PR #674, opened 2026-09-12
follow up on the review comments on #636

Yusufihsangorgel:
Answers three comments on #636 in code.

`_advertisedCapabilities` becomes a protected `advertisedCapabilities` getter and `SubscriptionsSupport` overrides it. The type check on `this` goes away. The `response.done` catch is now `on IOException`, and `id` is capitalized in the library prose.

The race question is answered on its thread, with no code change.


jakemac53 (approved):

Yusufihsangorgel:
Merged main. The close handler stays as #663 landed it. The narrowing is now on the `await response.done` catch, and nothing else moved.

----------------

## Directions for this task
Print exactly the lines from the one with "The race question" through the last line of the material, including both, and no others.

## Solved exercise
The race question is answered on its thread, with no code change.


jakemac53 (approved):

Yusufihsangorgel:
Merged main. The close handler stays as #663 landed it. The narrowing is now on the `await response.done` catch, and nothing else moved.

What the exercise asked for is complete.